年輕人在小公司工作，自身需要具備大量的知識。例如，他們必須學會看懂資產負債表，能夠了解公司的財務狀況，同時也要懂得如何進行營銷，怎樣聘請雇員以及了解相關的法律規定。

此外，他們還必須掌握信息技術。

應屆畢業生對於這些基本技能一竅不通。無論你是藝術或科學畢業生，還是工程系畢業生，都只了解自己的學科，對實踐技能卻一無所知。你如果來到一家只有三四名職員的小公司工作， 這些事情你必須全都能應付。這部分教育也是非常重要和實用的。

在新加坡，我們每年都有1萬5000名畢業生。可能有兩三千人 是為政府和大公司工作。其餘的1萬2000到1萬3000人必須自謀出 路。因此，他們必須了解這些技能。正因如此，我們側重強調技術技能。
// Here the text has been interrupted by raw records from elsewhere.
PR #257, opened 2022-02-10
Implement read_dir function and test

Barugon:
Implement a `gdal::vsi::read_dir` function and test.

---


src/vsi.rs
```diff
@@ -7,6 +7,39 @@ use gdal_sys::{VSIFCloseL, VSIFileFromMemBuffer, VSIFree, VSIGetMemFileBuffer, V
 use crate::errors::{GdalError, Result};
 use crate::utils::{_last_null_pointer_err, _path_to_c_string};
 
+/// Read the file names from a virtual file system with optional recursion.
+pub fn read_dir<P: AsRef<Path>>(path: P, recursive: bool) -> Result<Vec<String>> {
```
ChristianBeilschmidt, line 11: Just as an open question. Do we want to return a list of `String`s or of `PathBuf`s?

src/vsi.rs
```diff
@@ -7,6 +7,39 @@ use gdal_sys::{VSIFCloseL, VSIFileFromMemBuffer, VSIFree, VSIGetMemFileBuffer, V
...
+        if index != 0 {
+            loop {
+                let ptr = *(index as *mut *mut i8);
+                if ptr as usize == 0 {
+                    break;
+                }
+
+                if let Ok(file) = std::ffi::CStr::from_ptr(ptr).as_ref().to_str() {
+                    files.push(String::from(file));
+                }
```
ChristianBeilschmidt, line 33: What is the rationale for ignoring the error vs. returning the error?

src/raster/tests.rs
```diff
@@ -693,3 +693,41 @@ fn test_rasterize() {
...
+        fixture!("test_vsi_read_dir.zip").to_str().unwrap(),
+    ]
+    .concat();
+
+    // Read without recursion.
+    let expected = HashSet::from(["folder", "File 1.txt", "File 2.txt", "File 3.txt"]);
+    let files = vsi::read_dir(path.as_str(), false).unwrap();
+    for file in files {
+        assert!(expected.contains(file.as_str()));
+    }
```
ChristianBeilschmidt, line 714: You get back a `Vec<String>` so you can just `assert_eq!` once  I guess.

src/raster/tests.rs
```diff
@@ -693,3 +693,41 @@ fn test_rasterize() {
...
+        "folder/",
+        "folder/File 4.txt",
+        "File 1.txt",
+        "File 2.txt",
+        "File 3.txt",
+    ]);
+    let files = vsi::read_dir(path.as_str(), true).unwrap();
+    for file in files {
+        assert!(expected.contains(file.as_str()));
+    }
```
ChristianBeilschmidt, line 727: Same here.

ChristianBeilschmidt (changes requested):
I've got some comments.

src/vsi.rs
```diff
@@ -7,6 +7,39 @@ use gdal_sys::{VSIFCloseL, VSIFileFromMemBuffer, VSIFree, VSIGetMemFileBuffer, V
...
+
+                index += std::mem::size_of::<*mut i8>();
+            }
```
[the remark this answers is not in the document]
Barugon: I didn't know about this. I'll have a look.

src/vsi.rs
Barugon: I originally had it as PathBuf but changed it because it's easy to go from String to Path but not so easy going from PathBuf to &str. I can change it if you want.

src/raster/tests.rs
Barugon: I don't think there's any guarantee about the order.

src/vsi.rs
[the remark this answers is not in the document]
Barugon: Ok, I left it as `Vec<String>` and simplified the function to just use  `_string_array`.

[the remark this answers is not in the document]
Barugon: I added checks for null pointers from `VSIReadDirRecursive` and `VSIReadDir`.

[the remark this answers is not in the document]
ChristianBeilschmidt: Please check if you can't use `crate::utils::_last_null_pointer_err` for that.

Then, from my side, this PR is good to go, and maybe @jdroenner can allow the CI.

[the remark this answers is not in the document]
Barugon: Thanks for the review @ChristianBeilschmidt

ChristianBeilschmidt:
:+1: 

Can someone, e.g. @jdroenner, activate the CI?

Barugon:
I just realized that the test should be in `vsi.rs`. Fixing....

Barugon:
Could you please activate CI again for this branch?

lnicola:
We can't activate it directly, it's disabled for PRs in the workflow, and some convincing might be required to change that.

But at least we can

bors try

lnicola:
CC #266

src/vsi.rs
```diff
@@ -5,7 +5,29 @@ use std::path::{Path, PathBuf};
...
 use crate::errors::{GdalError, Result};
-use crate::utils::{_last_null_pointer_err, _path_to_c_string};
+use crate::utils::{_last_null_pointer_err, _path_to_c_string, _string_array};
+
+/// Read the file names from a virtual file system with optional recursion.
+pub fn read_dir<P: AsRef<Path>>(path: P, recursive: bool) -> Result<Vec<String>> {
+    let path = _path_to_c_string(path.as_ref())?;
+    let data = unsafe {
+        if recursive {
+            let data = gdal_sys::VSIReadDirRecursive(path.as_ptr());
```
lnicola, line 15: Nit:

```suggestion
            let data = unsafe { gdal_sys::VSIReadDirRecursive(path.as_ptr()) }; 
```

and the same below.

Smaller `unsafe` blocks are nicer because they make it more obvious what exactly is unsafe.

src/vsi.rs
```diff
@@ -5,7 +5,29 @@ use std::path::{Path, PathBuf};
 use gdal_sys::{VSIFCloseL, VSIFileFromMemBuffer, VSIFree, VSIGetMemFileBuffer, VSIUnlink};
 
 use crate::errors::{GdalError, Result};
-use crate::utils::{_last_null_pointer_err, _path_to_c_string};
+use crate::utils::{_last_null_pointer_err, _path_to_c_string, _string_array};
+
+/// Read the file names from a virtual file system with optional recursion.
+pub fn read_dir<P: AsRef<Path>>(path: P, recursive: bool) -> Result<Vec<String>> {
```
lnicola, line 11: I generally prefer to split these in two (one calling `path.as_ref()`, another one taking `&Path`), similarly to https://doc.rust-lang.org/src/std/fs.rs.html#947-949, but you could argue this function is small enough.

The reason is that generic functions are compiled in the caller crate, leading to longer build times and larger binaries.

lnicola:
Hmm, CI works now.

Barugon:
> Hmm, CI works now.

We'll need your change for it to not fail though.

lnicola:
Can you rebase?

Barugon:
I was having trouble rebasing, so I merged. Should be good though.

lnicola:
Oof, sorry, I missed your comment. Can you resolve the conflict, then maybe squash? It's fine if you don't, though.

Barugon:
Hopefully I did that correctly.

lnicola:
> Hopefully I did that correctly.

Almost, except the commit message :sweat_smile:.

Barugon:
:(

src/vsi.rs
lnicola: I think `PathBuf` is indeed more idiomatic here. Do we take paths as `&str` in other places?

Barugon:
> Sorry, I missed this, @ChristianBeilschmidt had a good question up there.

Which comment? AFAIK, everything was resolved.

lnicola:
The return type, which has `String` instead of `PathBuf`.

src/vsi.rs
```diff
@@ -28,7 +28,14 @@ fn _read_dir(path: &Path, recursive: bool) -> Result<Vec<String>> {
         data
     };
 
-    Ok(_string_array(data))
+    let strings = _string_array(data);
```
lnicola, line 31: We can do it in a later PR, but you could add `_pathbuf` and `_pathbuf_array` functions to avoid the reallocation here.

Barugon: It's getting late here. Let me do that tomorrow.

ChristianBeilschmidt (approved):

ChristianBeilschmidt:
I'm sorry if I blocked this. I guess my comments were resolved.
@lnicola has a comment open and can resolve this then.

src/utils.rs
```diff
@@ -11,7 +11,23 @@ pub fn _string(raw_ptr: *const c_char) -> String {
...
+
+pub fn _pathbuf_array(raw_ptr: *mut *mut c_char) -> Vec<PathBuf> {
+    _convert_raw_ptr_array(raw_ptr, _pathbuf)
+}
+
+fn _convert_raw_ptr_array<F, R>(raw_ptr: *mut *mut c_char, convert: F) -> Vec<R>
+where
+    F: Fn(*const c_char) -> R,
+{
+    let mut ret_val: Vec<R> = vec![];
```
Barugon, line 30: Is there a reason that this couldn't just be `let mut ret_val = Vec::new();`?

lnicola: Probably not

在我看來，最迫切的莫過於讓應屆畢業生擁有理想、把理想付諸實踐並過上美好的生活。

詹道存是新加坡州獎學金得主，於1964年畢業於馬來亞大學土木工程專業，後於1968 年獲得劍橋大學空氣動力學博士學位。他入職新加坡國立大學，後來升任南洋理工大學校長。

他創辦了三所大學，即南洋理工大學、新加坡管理大學和新躍大學；曾擔任吉寶集團、新加坡大眾鋼鐵集團、大華銀行和新加坡報業集團等大公司的董事，並活躍於新加坡交響樂團和陳振傳基金會等非營利機構。